Use Amazon Kinesis to collect and process large streams of data records in real time.
You'll create data-processing applications, known as Amazon Kinesis applications. A typical Amazon Kinesis application takes data from data generators called producers and puts it into an Amazon Kinesis stream as data records. These applications can use the Amazon Kinesis Client Library, and they can run on Amazon EC2 instances. The processed records can be sent to dashboards, used to generate alerts, dynamically change pricing and advertising strategies, or send data to a variety of other AWS services. For information about Amazon Kinesis features and pricing, see Amazon Kinesis.
For more information about AWS big data solutions, see Big Data.
You can use Amazon Kinesis for rapid and continuous data intake and aggregation.

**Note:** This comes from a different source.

PR #2142, opened 2026-01-17
Fix list concatenation under contextual list hint

### LINKED ISSUE #2141: Casting list of union type to list[Base]
## Summary

Pyrefly reports a `bad-return` error when returning a list containing instances of subclasses, even when the return type is explicitly annotated as `list[Base]`. The inferred type `list[A | B]` should be assignable to `list[Base]` when both `A` and `B` inherit from `Base`.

The type of data used includes IT infrastructure log data, application logs, social media, market data feeds, and web clickstream data. Because the response time for the data intake and processing is in real time, the processing is typically lightweight.
The following are typical scenarios for using Amazon Kinesis:
You can have producers push data directly into a stream. For example, push system and application logs and they'll be available for processing in seconds. This prevents the log data from being lost if the front end or application server fails. Amazon Kinesis provides accelerated data feed intake because you don't batch the data on the servers before you submit it for intake.
You can use data collected into Amazon Kinesis for simple data analysis and reporting in real time. For example, your data-processing application can work on metrics and reporting for system and application logs as the data is streaming in, rather than wait to receive batches of data.
This combines the power of parallel processing with the value of real-time data. For example, process website clickstreams in real time, and then analyze site usability engagement using multiple different Amazon Kinesis applications running in parallel.
You can create Directed Acyclic Graphs (DAGs) of Amazon Kinesis applications and data streams. This typically involves putting data from multiple Amazon Kinesis applications into another stream for downstream processing by a different Amazon Kinesis application.
While you can use Amazon Kinesis to solve a variety of streaming data problems, a common use is the real-time aggregation of data followed by loading the aggregate data into a data warehouse or map-reduce cluster.
Data is put into Amazon Kinesis streams, which ensures durability and elasticity. The delay between the time a record is put into the stream and the time it can be retrieved (put-to-get delay) is typically less than 1 second — in other words, an Amazon Kinesis application can start consuming the data from the stream almost immediately after the data is added. The managed service aspect of Amazon Kinesis relieves you of the operational burden of creating and running a data intake pipeline. You can create streaming map-reduce type applications, and the elasticity of Amazon Kinesis enables you to scale the stream up or down, so that you never lose data records prior to their expiration.
Multiple Amazon Kinesis applications can consume data from a stream, so that multiple actions, like archiving and processing, can take place concurrently and independently. For example, two applications can read data from the same stream. The first application calculates running aggregates and updates a DynamoDB table, and the second application compresses and archives data to a data store like Amazon S3. The DynamoDB table with running aggregates is then read by a dashboard for up-to-the-minute reports.
The Amazon Kinesis Client Library enables fault-tolerant consumption of data from streams and provides scaling support for Amazon Kinesis applications.
For examples of how to use Amazon EMR clusters to read and process Amazon Kinesis streams directly, see Analyze Amazon Kinesis Data in the Amazon Elastic MapReduce Developer Guide.